Sin formación como ingeniero mecánico o eléctrico, Carlos Rodríguez aprovechó las largas horas de reposo obligado por una meningitis para empaparse de libros e información al respecto y, después de 6 años de duro trabajo, por fin ha hecho realidad su idea de construir su propio coche eléctrico.

Aunque en un principio lo que pretendía era probar su habilidad reformando un coche viejo, poco a poco fue cambiando su objetivo y encontró mucha ayuda en los modelos de Tesla, cuyas patentes están libres de derechos y pueden utilizarse sin pagar millonarios royalties.

El diseño de la carrocería es 100% de Carlos Rodríguez, quien la ha esculpido en fibra de vidrio, aunque en ella veremos piezas que nos resultarán familiares, como los pilotos traseros del Audi Q3. El motivo es que estos elementos ya están homologados y su funcionamiento es bueno.

Homologar el coche será lo más complicado

Con un motor eléctrico y unas baterías que garantizan una autonomía de 300 km, el coche diseñado y fabricado por el propio Carlos Rodríguez es plenamente funcional y se podría conducir. Sólo hay un impedimento para poder ver este coche rodando por las carreteras y es legal: no está homologado.

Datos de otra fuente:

PR #274, opened 2025-04-03
replaced unwraps

Nielsencu:
Bug fix
Replaced unwrap()s, where necessary.

Fixed bug
Part of bugfix for https://github.com/open-rmf/rmf_site/issues/255

Fix applied
Replaced with error! macros or silent.


mxgrey (approved):
Sorry for the long delay in reviewing this. We got very bogged down in the migration to bevy 0.16.

Thanks for the cleanup! I fixed the post-migration merge conflicts and tweaked a few things for simplicity, and now I think this is ready to go.

Issue #248, opened 2024-12-24
Replace all uses of FileDialog with the FileDialogServices


mxgrey:
### Before proceeding, is there an existing issue or discussion for this?

- [X] I have done a search for similar [issues](.?q=type%3Aissue) and [discussions](https://github.com/open-rmf/rmf/discussions).

### Description

Tracking [this recommendation](https://github.com/open-rmf/rmf_site/pull/239#discussion_r1895164797) so we remember to follow up on it.

* We should replace the use of `rfd::FileDialog` for browsing local assets and exporting nav graphs with a workflow based on `FileDialogServices`.
* Exporting lights should be removed since it was put in for a one-off demo and is no longer relevant.

PR #275, opened 2025-04-06
replace with fds

Nielsencu:
Part of https://github.com/open-rmf/rmf_site/issues/248.

Attempt to replace fds on view_nav_graphs.rs file:

Initializes the File Dialog Services (fds) as a resource during build(), and define fds under systemparam as a ResMut (mutable resource). Then, create file dialog filters and pass it as request input to file dialog service, and take the response when promise is completed.

Question:
- As for file dialog filters, what should the name of the file requested be and the extension?
- Is the usage of ResMut correct here? I was thinking of using it since it's a unique borrow, meaning only one person can borrow it at a time

### DIFF
--- a/rmf_site_editor/src/widgets/mod.rs
+++ b/rmf_site_editor/src/widgets/mod.rs
@@ -187,11 +187,7 @@ impl Plugin for StandardUiPlugin {
             )
             .add_systems(
                 PostUpdate,
-                (
-                    resolve_light_export_file,
-                    resolve_nav_graph_import_export_files,
-                )
-                    .run_if(AppState::in_displaying_mode()),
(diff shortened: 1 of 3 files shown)


Nielsencu:
Removed export lights and added + sign next to add button
image

Import Nav Graph with FileDialogServices  (nav.yaml file extension)
image

mxgrey:
Thanks for working on this, but I've started down a [different path](https://github.com/open-rmf/rmf_site/commit/69e3380a6d19673aa0f54fb967af130fc4db64fd) for refactoring the nav graph import/export that uses the menu bar instead of the side panel widget.

I'll be closing this PR in favor of that other branch since it will also be introducing headless export of nav graphs.

Issue #225, opened 2024-06-11
[Feature request]: Warn before discarding unsaved changes


mxgrey:
### Before proceeding, is there an existing issue or discussion for this?

- [X] I have done a search for similar [issues](.?q=type%3Aissue) and [discussions](https://github.com/open-rmf/rmf/discussions).

### Description

If a user is closing the application or performing any other action that would discard any changes which have not been saved, the editor should block that action and prompt the user to make sure they are really okay with losing the unsaved changes.

kscottz:
Heads up, I am going to open this one up to the community.

pedroazeredo04:
Hello! I am a new contributor and I am interested in helping with this

kscottz:
@pedroazeredo04 go ahead, give it a try. Please keep us posted.

kscottz:
@pedroazeredo04 how is it going?

pedroazeredo04:
Hi @kscottz !! I have added the progress until now to [my fork](https://github.com/pedroazeredo04/rmf_site/tree/exit_confirmation). I wrote a plugin that prompts the user with a popup screen, asking if they are sure they want to quit, when they try to close the site. What’s still missing is detecting when the site has been modified, so that the prompt only appears when there are unsaved changes.

However, I am not sure about the best way to keep track of unsaved changes. I thought about making a `SiteChanged: bool` resource, and edit it to `true` in every function that changes the state of the site. But I don't think that's a good idea, since that's hardly maintainable. Any suggestions?

mxgrey:
Thanks for the effort, Pedro! I'd suggest [opening a PR](https://github.com/open-rmf/rmf_site/compare) to discuss the next steps in more detail.

I think having a resource to track whether there are unsaved changes is a good idea, and you're right that it would be unreasonable to put that resource in every part of the code. Instead what I would recommend is toggling the resource to true just in the [`update_changed_values`](https://github.com/open-rmf/rmf_site/blob/c5f5a7a223cec8184e49580be9f762394861611d/rmf_site_editor/src/site/change_plugin.rs#L70) system since that catches most of the changes that happen during editing. It won't be perfect because it doesn't catch _every_ unsaved change, but I think it will get us very good coverage with very little effort.

[...]

PR #279, opened 2025-04-25
Exit confirmation

pedroazeredo04:
### Implemented feature

This Pull Request targets #225, by adding a prompt that asks the user if they really want to exit the app, whenever there are unsaved changes.

In order to do that, I created an `ExitConfirmationPlugin`, that is responsible for handling the `WindowCloseRequested` events, by knowing when the user should be stopped or not. This plugin is also responsible for creating the window with the exit confirmation.

In order to keep track of the unsaved changes, as suggest by @mxgrey, I created a `SiteChanged` resource, and toggled it to `true` in the [update_changed_values](https://github.com/open-rmf/rmf_site/blob/c5f5a7a223cec8184e49580be9f762394861611d/rmf_site_editor/src/site/change_plugin.rs#L70) function.

As this is my first pull request and I am quite new to Bevy and to this project, I'll be glad to change anything needed.

### DIFF
--- a/rmf_site_editor/src/exit_confirmation.rs
+++ b/rmf_site_editor/src/exit_confirmation.rs
@@ -1,38 +1,52 @@
+use crate::AppState;
 use bevy::app::AppExit;
 use bevy::prelude::*;
 use bevy::window::WindowCloseRequested;
 use bevy_egui::{egui, EguiContexts};
 
 #[derive(Resource, Default)]
-pub struct QuitDialog {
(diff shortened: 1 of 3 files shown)


mxgrey (approved):
Thanks for this excellent contribution, @pedroazeredo04 !

I've pushed a few commits to your branch to fix some small but important details. Feel free to ask me about them if any are unclear.

I think this feature is looking great now! I'll merge as soon as CI passes.

Issue #277, opened 2025-04-10
Bug: Sometimes models are stuck as hidden


mxgrey:
I've been seeing an intermittent issue where sometimes no models show up at all, ~~and cannot be added~~. There are no errors reported in the log and no indication that anything else is wrong. My best guess is that something in the model loading workflow is getting hung.

The behavior seems random, and usually restarting the application will allow all the models to come back. It is known to occur when loading the demo world.

Update: This seems to be related to the scenarios feature. The instances are not visible because they are stuck in the hidden mode. Trying to toggle the visibility of an instance doesn't work, it remains stuck on hidden.

mxgrey:
This issue is fixed by this commit: https://github.com/open-rmf/rmf_site/commit/c31381fd4ca8ec0f89535a25fc8e81a02a36ece2

We should get that into its own PR and merge it into main.

mxgrey:
Fixed by #282

PR #282, opened 2025-05-20
Fix accidental hiding of models

mxgrey:
This addresses #277


xiyuoh (approved):
Works great, thanks for the fix! Also tested out on known cases where modifying systems in the `Update` set would reliably cause models to be hidden at launch, this PR corrects the behavior.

Aunque pueda parecernos que fabricar un coche que funcione es muy complicado, la verdadera dificultad está en conseguir el visto bueno de las autoridades competentes para su homologación. Al tratarse de un modelo artesanal y prácticamente único, no está obligado a superar ensayos destructivos como las pruebas de choque, pero deberá superar una enorme montaña de papeles y burocracia para poder utilizar su coche por las calles y carreteras.

Carlos Rodríguez parece animado a hacerlo e incluso afirma que podría fabricarlo en serie con un chasis y una carrocería de fibra de carbono. Además de ser más ligero que el modelo actual, este material haría más segura la estructura del habitáculo para garantizar una mayor protección a sus ocupantes frente a la plataforma de este prototipo, realizada en aluminio y acero.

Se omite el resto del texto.